Recovery Goals for Tape-Based Protection

Applies To: System Center Data Protection Manager 2007

DPM protects data on tape through a combination of full and incremental backups from either the protected data source (for short-term protection on tape or for long-term protection on tape when DPM does not protect the data on disk) or from the DPM replica (for long-term protection on tape when short-term protection is on disk).

The choices for retention range, frequency of backups, and recovery options are different for short-term and long-term protection.

Note

You can select disk or tape for short-term protection, but not both.

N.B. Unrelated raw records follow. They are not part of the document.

PR #145, opened 2023-06-05
Fix VR Mode

kmilo9999:
- Upgrade to aframe 1.4.0
- Removed unused code to reposition volume mesh after exiting vr mode
- Added code to recognize vr controller input from openxr
- Added logic to reset volume mesh position after exiting vr mode
- Added sphere-point test to simulate grab interaction between vr controller and volume mesh

### DIFF
--- a/example/package-lock.json
+++ b/example/package-lock.json
@@ -15,12 +15,12 @@
       }
     },
     "..": {
-      "version": "1.1.0",
+      "version": "1.1.4",
       "license": "MIT",
       "dependencies": {
         "@reach/listbox": "^0.16.2",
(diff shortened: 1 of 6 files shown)


RobertGemmaJr (approved):
Great! Does entering and exiting VR now always start everything on the origin? Love to see it! 🚀

kmilo9999:
> Great! Does entering and exiting VR now always start everything on the origin? Love to see it! 🚀

Hey Robert. Yes, moving the mesh around in VR - Mode affects its world position in the web scene. It needs to be place in the center in the scene in order to work with the arc-ball camera.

Short-Term Protection on Tape

For short-term data protection on tape, you can select a retention range of 1–12 weeks. DPM provides management support of your tapes through alerts and reports, and it uses the specified retention range to establish the expiration date for each tape.

Your options for backup frequency are daily, weekly, or biweekly, depending on the retention range.

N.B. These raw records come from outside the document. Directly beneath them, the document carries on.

PR #148, opened 2023-06-12
Fix float precision for OpenglES

kmilo9999:
- Adding `highp` qualifier at computing ray casting - box intersection. The lack of floating precision was generating artifacts in oculus browser and VR mode (Meta moved to OpenXR implementation)
- Updating bay volume datasets


src/aframe/fragment-shader.frag
```diff
@@ -54,6 +54,9 @@ vec4 sample_model(ModelStruct model, vec2 start_position, vec2 end_position, flo
     model_sample.a = max(model_sample.r, max(model_sample.g, model_sample.b));
     if(model_sample.a < 0.20) model_sample.a *= 0.1;
     
+    // uncomment next line and comment next return statement to render basic volume cube
+    // return vec4(1.0,0.0,0.0,1.0);
```
RobertGemmaJr, line 58: I'm not sure what you mean here by the comment?

RobertGemmaJr (approved):
Just a clarification question but looks good! 🚀

src/aframe/fragment-shader.frag
kmilo9999: If you uncomment line 58 and comment 61 to 64, it would render the cube volume. It's just for debugging purposes in case I want to check new shading code affects the ray casting algorithm.

PR #14075, opened 2024-03-12
ports/esp32: Check if main heap allocation failed.

DvdGiessen:
If the heap allocation fails we will crash if we continue, so at least we can show a clear error message so one can figure out memory allocation was the problem (instead of just seeing some arbitrary null pointer error later).


dpgeorge:
Thanks.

If you select short-term protection on tape using both incremental and full backups, the retention range will be longer than the one you specified (up to a maximum of 1 week longer) because of a dependency between full and incremental backups. Tapes containing full backup are recycled only after all dependent incremental tapes are recycled. Because full backup happen once a week and the incrementals daily, the weekly full backup tape must wait for the six daily incremental backup tapes to be recycled before the full backup tape is recycled. If an incremental backup fails and there is no incremental tape to recycle, the full backup tape will be recycled earlier.

Long-Term Protection on Tape

For long-term data protection, also known as tape archive, you can select a retention range between 1 week and 99 years. DPM provides management support of your tape archives through alerts and reports, and it uses the specified retention range to establish the expiration date for each tape.

The frequency of backup is based on the specified retention range, as shown in the following list:

  • When the retention range is 1–99 years, you can select backups to occur daily, weekly, biweekly, monthly, quarterly, half-yearly, or yearly.

  • When the retention range is 1–11 months, you can select backups to occur daily, weekly, biweekly, or monthly.

  • When the retention range is 1–4 weeks, you can select backups to occur daily or weekly.